June 23, 2007

The 500 Club Is A Little Too Crowded

A lot of people are asking what the steroids outbreak means in the long run for baseball. To me, the example that will truly define how rampant the effectiveness of roids are is Sammy Sosa hitting his epic 600th home run, and less than a week later Frank Thomas hitting his 500th.

This isn't an aberration either: Manny, Thome and A-Rod are going to get 500 this season, with Sheffield, Delgado, and Piazza following. Then there are the players in the 300's that could reach it, which include Andruw Jones, Chipper Jones, Pujols, Sexson, Green, Guerrero, Helton, Konerko and Kent just to name a few. Then include the players of tomorrow like Dunn, Fielder and Hafner that could get there.

What it ultimately means is that 500 home runs will no longer grant instant access to the Hall of Fame, nor should it. The sheer overpopulation of this once exclusive club may hold back the Jim Thomes and Gary Sheffields by itself. But the steroid implications that surround players like Frank Thomas and Sammy Sosa will ostracize its fair share.

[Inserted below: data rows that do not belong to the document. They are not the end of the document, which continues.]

PR #605, opened 2023-11-21
Solution

sachavskyi:


Polyakiv-Andrey (changes requested):
Test not passed!

db/models.py
```diff
@@ -1 +1,10 @@
 from django.db import models
+
+
+class Genre(models.Model):
+    name = models.CharField(max_length=255)
+
+
+class Actor(models.Model):
+    first_name = models.CharField(max_length=255)
+    last_name = models.CharField(max_length=255)
```
pavlejviki, line 10: add str method to models

main.py
```diff
@@ -1,7 +1,35 @@
...
-    pass
+    Genre.objects.create(name="Western")
+    Genre.objects.create(name="Action")
+    Genre.objects.create(name="Dramma")
+    Actor.objects.create(first_name="George", last_name="Klooney")
+    Actor.objects.create(first_name="Kianu", last_name="Reaves")
+    Actor.objects.create(first_name="Scarlett", last_name="Keegan")
+    Actor.objects.create(first_name="Will", last_name="Smith")
+    Actor.objects.create(first_name="Jaden", last_name="Smith")
+    Actor.objects.create(first_name="Scarlett", last_name="Johansson")
```
pavlejviki, line 16: you should optimise your code to avoid duplication

use a list of tuples that include the first name and last name of each actor and iterate over that list passing the correct values to the create method of the Actor model

pavlejviki (changes requested):

pavlejviki (approved):
Good job!

PR #791, opened 2024-04-17
Solution

Gilgumish:


main.py
```diff
@@ -1,7 +1,36 @@
...
+    actors = [
+        ("George", "Klooney"),
+        ("Kianu", "Reaves"),
+        ("Scarlett", "Keegan"),
+        ("Will", "Smith"),
+        ("Jaden", "Smith"),
+        ("Scarlett", "Johansson")
+    ]
+
+    for genre in genres:
```
Oleksl888, line 19: There is no mistake. But here would make sense to break down the function into smaller function to follow SRP.

Oleksl888 (approved):
Good job!

PR #801, opened 2024-04-18
solution

alonasorochynska:


main.py
```diff
@@ -2,6 +2,68 @@
...
+        ["Jaden", "Smith"],
+        ["Scarlett", "Johansson"]
+    )
+    for genre in genres:
+        Genre.objects.create(
+            name=genre
+        )
+
+    for actor in actors:
+        Actor.objects.create(
```
fsocie7y, line 29: You can unpack lists in place, if you want. For example,
for value1, value2 in list_of_pairs:

main.py
```diff
@@ -2,6 +2,68 @@
...
+    ]
+
+    actors = (
+        ["George", "Klooney"],
+        ["Kianu", "Reaves"],
+        ["Scarlett", "Keegan"],
+        ["Will", "Smith"],
+        ["Jaden", "Smith"],
+        ["Scarlett", "Johansson"]
+    )
```
fsocie7y, line 22: why not create a list of tuples? you will not need to use split later

fsocie7y (changes requested):

main.py
```diff
@@ -2,6 +2,68 @@
...
+            name=genre
+        )
+
+    for first_name, last_name in actors:
+        Actor.objects.create(
+            first_name=first_name,
+            last_name=last_name,
+        )
+
+    Genre.objects.all().filter(
```
YuriiKindrat, line 34: no need to use all before filter )

YuriiKindrat (approved):
GJ

PR #821, opened 2024-04-25
solution

haldaniko:


main.py
```diff
@@ -1,7 +1,38 @@
...
+    )
+    for genre in genres:
+        Genre.objects.create(
+            name=genre
+        )
+    for actor in actors:
+        Actor.objects.create(
+            first_name=actor[0],
+            last_name=actor[1]
+        )
```
EdAlekseiev, line 25: Here you should use unboxing, it will make your code more readable
```suggestion
    for first_name, last_name  in actors:
        Actor.objects.create(
            first_name=first_name,
            last_name=last_name
        )
```

EdAlekseiev (changes requested):

main.py
haldaniko: Thanks!

EdAlekseiev (changes requested):
Fix flake8, please

EdAlekseiev (approved):

PR #824, opened 2024-04-27
Solution

AndriiDraga:


db.sqlite3
Dimosphen1, line 1: Remove a DB (database) from the PR (pull request), it should not be included

main.py
```diff
@@ -2,6 +2,40 @@
...
 
+from db.models import Genre, Actor
+
 
 def main() -> QuerySet:
-    pass
+    genres = [
+        ("Western",),
+        ("Action",),
+        ("Dramma",),
```
Dimosphen1, line 12: There is no need to add genres in tuples and after that index them during retrieval, place them as strings inside of a list

Dimosphen1 (changes requested):

EdAlekseiev (approved):

PR #866, opened 2024-06-14
solution

AndrewwSSS:


main.py
```diff
@@ -1,7 +1,65 @@
...
-    pass
+    Genre.objects.create(
+        name="Western"
+    )
+    Genre.objects.create(
+        name="Action"
+    )
+    Genre.objects.create(
+        name="Dramma"
+    )
```
DevSpaciX, line 16: DRY ! Look you can create list of genres and then create them in db using for loop.

main.py
```diff
@@ -1,7 +1,65 @@
...
+        last_name="Smith"
+    )
+    Actor.objects.create(
+        first_name="Jaden",
+        last_name="Smith"
+    )
+    Actor.objects.create(
+        first_name="Scarlett",
+        last_name="Johansson"
+    )
```
DevSpaciX, line 40: Same here . Do not repeat yourself

DevSpaciX (changes requested):

DevSpaciX (approved):

PR #871, opened 2024-06-18
Solution_v1

BileichukIvan:


main.py
```diff
@@ -1,7 +1,37 @@
...
+from db.models import Genre, Actor
 
 
 def main() -> QuerySet:
-    pass
+    genres = [
+        Genre(name="Western"),
+        Genre(name="Action"),
+        Genre(name="Dramma"),
+    ]
```
DevSpaciX, line 12: That is not good practice to create dataset with instances of some model . It is better to create just a list or tuples if you need to store more data in . And then create db data using `create() `
Bulk create also good too , but on really big sets of data ( 100 + rows for example )

DevSpaciX (changes requested):

DevSpaciX (approved):

PR #874, opened 2024-06-18
Solution

lilarin:


main.py
```diff
@@ -1,7 +1,32 @@
...
+
+    actors = [
+        Actor(first_name="George", last_name="Klooney"),
+        Actor(first_name="Keanu", last_name="Reaves"),
+        Actor(first_name="Scarlett", last_name="Keegan"),
+        Actor(first_name="Will", last_name="Smith"),
+        Actor(first_name="Jaden", last_name="Smith"),
+        Actor(first_name="Scarlett", last_name="Johansson"),
+    ]
+    Actor.objects.bulk_create(actors)
```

Hitting 500 home runs used to be what getting 300 wins is for pitchers, where once someone reached it, you knew it'd be about a decade before anyone got close again. In 1999 before McGwire hit #500, there were 15 people in the 500 club. By 2009 there'll be at least 25, and certainly 35 by 2019. What's worse is getting to this historic feat used to mean being a complete player. It meant players like Dave Kingman who just hit home runs couldn't get in. Even Mike Schmidt's .267 average was redeemed with his 10 gold gloves. Nowadays someone like Adam Dunn, who strikes out one every three at bats and has a career .246 average, has nothing keeping him from getting in.